The highly discussed and quickly forgotten Flash Crash was an omen of what lies ahead
for the financial markets. It was a uniquely distinctive occurrence relative to anything
we’ve ever experienced. Likewise, what we are about to witness will be startling and
never before observed by this generation of investors. After only thirty days the Flash
Crash signal has become unambiguous and historians will wonder why the public didn’t
react sooner to its clarion call.

Prior to the May 6th Flash Crash I laid out what to expect in “Extend & Pretend: Shifting
Risk to the Innocent”. The ink was barely wet before its predictions began to rapidly
unfold. The basis for the predictions was the similarities between the rally we have experienced since March 2009 and
the rally prior to the 1987 crash. It was striking in comparison to the amount of rise, the rate and the pattern, but
more importantly the reason for both rallies. The 1987 crash was attributed to Portfolio Insurance. In 2010 it’s about
what is referred to as the ‘son-of-portfolio insurance’ or Dynamic Hedging.

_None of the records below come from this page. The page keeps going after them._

PR #989, opened 2026-09-04
feat: T4 add xmodel loader

michaeloliverx:
Linked a test mod.ff and replaced the thompson with the legendary banana seen in https://github.com/OpenAssetTools/Examples.

image


Cowldwink:
The GOAT gun made another peak cameo in another title. Cooool 😎

src/ObjLoading/XModel/LoaderXModel.cpp.template
Laupetin: This is also the case for T4, this is writing random memory to the fastfile 😅

Laupetin: Same thing here

Laupetin (approved):
🍌

PR #990, opened 2026-09-04
fix: correct T4 FX element type values

michaeloliverx:
T4's `linker_pc.exe` has this:
```c++
  v2 = *(_BYTE *)(a2 + 452);
  ...
  if ( v2 == 4 )
  {
    v4 = *(_DWORD *)(a2 + 2140);
    if ( !v4 || (v5 = *(_DWORD *)(a2 + 1880)) == 0 )
    {
      Com_PrintError(21, "effect '%s' segment '%s'\nTrail cross-section cannot be empty.\n", a1, (const char *)a2);
      return 0;
    }
```

I think this indicates that type `4` is a trail?


Laupetin (dismissed):
yes, very correct. T4 also seems to contain code to load obj fx files, that code confirms the exact enum you just made.
Good catch, thanks :)

PR #1004, opened 2026-09-13
fix(techset): write complete Direct3D 9 shader bytecode

LVEIceFire:
## Summary

- use the shader program element size when writing Direct3D 9 bytecode
- avoid truncating shader output to the host pointer size
- add a regression test that verifies the complete byte sequence

## Validation

- targeted ObjWriting test: 78 assertions in 1 test case
- `git diff --check`

The test data is synthetic and contains no game assets.

## Related independent PRs

- #1006 — fix(zone): align loaded block buffers
- #1007 — feat(iw5): support updated PC x64 fastfiles


Laupetin (approved):
Good catch, that's a hard to spot typo. Even though it takes the size of the wrong thing, the values match in x86, so it only manifests in x64, where it is now fixed.

Thank you for contributing a fix!

Laupetin:
I have to say though: At the very least this PR description looks very AI generated.
It includes unnecessary and out of place statistics, states some very odd "validation" and links to PRs that are not related?

I have now written contribution guidelines, they did not exist at the creation of this PR though. But please consider those in the future.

Over the last ten years we’ve systematically accelerated the shifting of risk through the advancement of three new
strategies; Dynamic Hedging, Capital Arbitrage and Regulatory Arbitrage. Individually they may seem sound but when
pyramided as we have done over this period of time, they set the stage for systemic instability. The underlying
bedrock of this shaky pyramid is Dynamic Hedging.

For the full research paper: see TIPPING POINTS

The three new strategies:


Dynamic Hedging
Reduces Risk further through recent advancements in High Frequency Trading and Dark Pools (1)
Capital Arbitrage
Hides Risk by removing it from financial balance sheets
Regulatory Arbitrage
Moves Risk to Sovereign entities.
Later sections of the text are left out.